Subsequently two sonographers with more than 5 years of experience went through the images from the rating where the auto-capture image or manual capture image was chosen over the other. They noted if the choice was made due to #1 lack of correct standard plane, defined as missing one or multiple required anatomical features of an standard plane, or #2 poor image optimization in terms of magnification, gain, and centralization of the relevant anatomical features.

To assess the quality of the model’s segmentations and assigned QSs on the prospective data, two fetal medicine consultants evaluated 12 randomly selected images of varying quality from each of the eight standard planes. They evaluated agreement with the segmentations and the assigned QS.

Finally, we evaluated how often the AI saved a useful standard plane from the videos which the sonographer had not saved and documented.

Statistics

The model output was evaluated by a Dice score regarding prediction of correct anatomy without focusing on the precise outline. This score ranges from 0 to 1 and quantifies the pixel-wise degree of similarity between the model predicted segmentation mask and the ground truth. Whether or not the anatomy was correctly predicted it is treated as a classification task, where True Positive (TP) refers to a Dice score ranging from 0.5 to 1 Dice between prediction and annotation, True Negative (TN) when annotated and segmented areas are both 0. This only happens if there is no expert annotation and model prediction. Furthermore, in this case the False Negative (FN) is defined as Dice below 0.5, and False Positive (FP) as a non-zero predicted area without corresponding expert annotation. The following formula is used to compute the model accuracy: (TP + TN)/(TP + TN + FN + FP).

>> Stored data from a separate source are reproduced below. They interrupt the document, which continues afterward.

PR #1571, opened 2021-01-14
Add new report about potentially dead lists

benthorner:
https://trello.com/c/PjRE1A0G/200-email-alert-api-has-dead-lists-that-will-never-send-any-email

This means we can start to quantify the scale of the tech debt, in
which the email system gets out-of-sync with GOV.UK over time.


1pretz1 (approved):
💯

PR #1579, opened 2021-01-19
Refactor finding existing subscriber lists

benthorner:
https://trello.com/c/dgdLhy2H/777-update-transition-to-brexit-in-email-notifications-for-transition-taxon

Previously we hoped to move all the code for this into the new
CreateSubscriberListService [1], but it turns out that Content
Tagger still requires separate access to the "index" endpoint.
This reverts some of the changes in [1], and then ensures the
resulting code is fully and just sufficiently tested.

[1]: https://github.com/alphagov/email-alert-api/pull/1569


spec/integration/create_subscriber_list_spec.rb
```diff
@@ -18,23 +18,9 @@
...
-          tags
-          links
-          email_document_supertype
-          government_document_supertype
-          active_subscriptions_count
-          tags_digest
-          links_digest
-        ].to_set.sort,
+      expect(subscriber_list.keys).to include(
+        "id", "title", "slug", "document_type",
```
sihugh, line 22: it doesn't _quite_ match the list you linked (url is expected here, but not there). If we want it to match exactly, would it be worth defining as a constant somewhere?

spec/integration/create_subscriber_list_spec.rb
```diff
@@ -62,6 +61,28 @@
       expect(subscriber_list["tags_digest"]).to eq(digested(subscriber_list["tags"]))
     end
 
+    context "with legacy links / tags" do
```
sihugh, line 50: 👍

spec/integration/create_subscriber_list_spec.rb
```diff
@@ -5,26 +5,17 @@
...
-
+      create_subscriber_list
       expect(SubscriberList.count).to eq(1)
     end
 
     it "returns a 200" do
-      create_subscriber_list(tags: { topics: { any: ["oil-and-gas/licensing"] },
-                                     location: { all: %w[france germany] } })
-
+      create_subscriber_list
```
sihugh, line 13: I wonder if it's worth some of these tests being combined? We're doing the same thing multiple times, and then asserting on different aspects of the result. Seems like we could shave off some seconds in a test run and save the planet?

spec/integration/browsing_subscriber_lists_spec.rb
```diff
@@ -94,6 +94,14 @@
         get_subscriber_list({})
         expect(response.status).to eq(404)
       end
+
+      it "copes if the (legacy) links / tags are not in a hash" do
```
sihugh, line 98: 👍

spec/integration/browsing_subscriber_lists_spec.rb
```diff
@@ -126,5 +116,9 @@
     def get_subscriber_list(query_payload)
       get "/subscriber-lists", params: query_payload, headers: json_headers
     end
+
+    def response_subscriber_list
```
sihugh, line 128: 👍

spec/integration/browsing_subscriber_lists_spec.rb
```diff
@@ -111,52 +100,6 @@
         expect(subscriber_list.fetch("id")).to eq(subscriber_list_links_and_document_type.id)
       end
 
-      it "finds subscriber lists that match tags and document type" do
```
sihugh, line 114: 👍

spec/integration/browsing_subscriber_lists_spec.rb
```diff
@@ -161,80 +161,6 @@
         get_subscriber_list({})
         expect(response.status).to eq(404)
       end
-
```
sihugh, line 164: 👍

app/controllers/subscriber_lists_controller.rb
```diff
@@ -24,7 +24,13 @@ def show
   end
 
   def create
-    subscriber_list = CreateSubscriberListService.call(params: params, user: current_user)
+    subscriber_list = CreateSubscriberListService.call(
```
sihugh, line 27: 👍

sihugh (commented):
Mostly great, just had a question about the subscriber_list keys not being quite as similar as the commit message promised ;-)

spec/integration/create_subscriber_list_spec.rb
benthorner: Oh yes, thanks for checking. I've removed `url`, as it's also not used by any of the callers. The APIs are free to diverge, so I don't think it's worth introducing coupling between the tests at this stage. Rather, the existing test was just a helpful precedent to reduce the verbosity of this one.

spec/integration/create_subscriber_list_spec.rb
benthorner: Sure, I've done that. I had the same thought myself, but it seemed relatively minor at the time.

sihugh (approved):
🚀

PR #1585, opened 2021-01-25
Update login email to match design

benthorner:
https://trello.com/c/l2cC0fY4/678-update-sign-in-journey-email-screens-to-match-design

This makes a couple of user-facing changing:

- Fixes a longterm typo in the common email footer
- Updates the login email design to match other emails

And then there are a few minor refactorings. Please see
the commits for more details.

## Before

Screenshot 2021-01-25 at 11 56 54

## After

Screenshot 2021-01-25 at 12 03 55

### DIFF
--- a/app/builders/subscriber_auth_email_builder.rb
+++ b/app/builders/subscriber_auth_email_builder.rb
@@ -19,24 +19,21 @@ private
   attr_reader :subscriber, :destination, :token
 
   def subject
-    "Manage your GOV.UK email subscriptions"
+    "Change your GOV.UK email preferences"
   end
 
   def body
     <<~BODY
-      # Manage your GOV.UK email subscriptions
+      # Click the link to confirm your email address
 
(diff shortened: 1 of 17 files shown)


kevindew (approved):
LGTM 👍 

There's a part of me that finds the copy a little jarring, but I consider that outside the scope of my review.  There seems a contrast between "Click the link to confirm your email address" and "Yes, I want to change my GOV.UK email preferences" - I think it's because I find the "yes..." to be an answer on a different topic to the title of "Click..."

benthorner:
> There's a part of me that finds the copy a little jarring, but I consider that outside the scope of my review.

"Yes, I also wondered about that" 😸. It didn't come up in the design review, so I'm going to focus on it being a net improvement over the current one. We're recommending a future Notifications team does a usability study on the whole journey, which should be more decisive in mopping up potential issues like this.

PR #1592, opened 2021-02-04
Add ability to specify report headers

oscarwyatt:
Only some headers are required for FCDO report
Also need the ability to get the total number
of subscribers

Trello: https://trello.com/c/ipkKc0gg/751-to-automate-the-rake-tasks-associated-with-updating-fcdo-living-in-guides-eu-countries-and-travel-advice

### DIFF
--- a/docs/analytics.md
+++ b/docs/analytics.md
@@ -8,7 +8,7 @@ Email Alert API does not currently have an automated means to generate analytics
 
 ## Subscription data for each subscriber list
 
-This generates a CSV report about each subscriber list, for a specific date. In order to help disambiguate between lists with similar titles, each row of the report includes all of the [matching criteria](matching-content-to-subscriber-lists.md) for a list.
+This generates a CSV report about each subscriber list, for a specific date. In order to help disambiguate between lists with similar titles, by default each row of the report includes all of the [matching criteria](matching-content-to-subscriber-lists.md) for a list.
 
 ```bash
 report:csv_subscriber_lists["2020-11-05"]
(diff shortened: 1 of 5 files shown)


docs/analytics.md
```diff
@@ -23,6 +23,12 @@ TAGS_PATTERN=brexit_checklist_criteria report:csv_subscriber_lists["2020-11-05"]
 LINKS_PATTERN=countries report:csv_subscriber_lists["2020-11-05"]
 ```
 
+If you want just some specific headers, you can choose which headers you want as follows:
+```bash
+HEADERS=title,individual_subscribers,daily_subscribers,weekly_subscribers,total_subscribers report:csv_subscriber_lists["2020-11-05"]
+```
+All available headers are used by default, simply pass in the name of the headers as they are in the first row of the default output
```
chao-xian, line 30: Nitpick but please remove `simply`.

chao-xian: Can you also add an example below on how to run the rake task equivalent please?

lib/reports/subscriber_lists_report_row.rb
```diff
@@ -0,0 +1,81 @@
+class Reports::SubscriberListsReportRow
+  def initialize(date, headers, list)
+    @date = date
+    @headers = headers
+    @list = list
+  end
+
+  def call
+    headers.map { |header| send(header) }
```
chao-xian, line 9: What's the advantage of doing this versus:

```ruby

	headers.map { |header| &:header }
```

(...apart from being confusingly named)?

oscarwyatt: I'm not sure I understand your question...it's calling send on each member of the array `headers` - ie so headers might be `[:title, :slug]` - line 9 simply iterates over the array and calls the relevant function by passing the member of the array to the `send` function, which calls the relevant function (ie for the element `:title` the `title` method of the class will get called. AFAIK calling `&:header` will just try to call the header function for every member of the array - or have I misunderstood something?

docs/analytics.md
oscarwyatt: 👍

lib/reports/subscriber_lists_report_row.rb
chao-xian: Ahhhh sorry I didn't grok this properly. Thanks for the explainer. And validate headers stops the report entirely?

oscarwyatt: Yup. I figured if someone was entered the wrong name by accident it's better to tell them than not include that header (which might lead to a lot of head scratching)

chao-xian (approved):

PR #1593, opened 2021-02-04
Remove link from "double opt-in" email

benthorner:
This was originally intended to be part of a standard transactional
footer, but we since decided against this in all other such emails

From the plenum session the frequencies of votes for either AI, clinician, or equal quality were calculated, and a chi-square test was performed to evaluate independence between the three groups. The overall inter-rater agreement was calculated with the Fleiss multirater Kappa.

In the sonographer validation the mean and SD for the QS of all images were calculated, and within each group (favoring auto-capture vs. favoring manual-capture) the mean QS were compared with a Mann–Whitney U test, due to non-normal distribution of data. Each parameter; standard plane, gain, magnification, and central position were scored adequate/not adequate by the sonographers, and chi-squared tests were performed for each parameter within each group to test for independence.

The model was developed and evaluated in Python 3.9.12 using PyTorch 1.10 deep learning library and the statistics for the prospective validation was performed in IBM SPSS statistics 28.0.0.0 (190).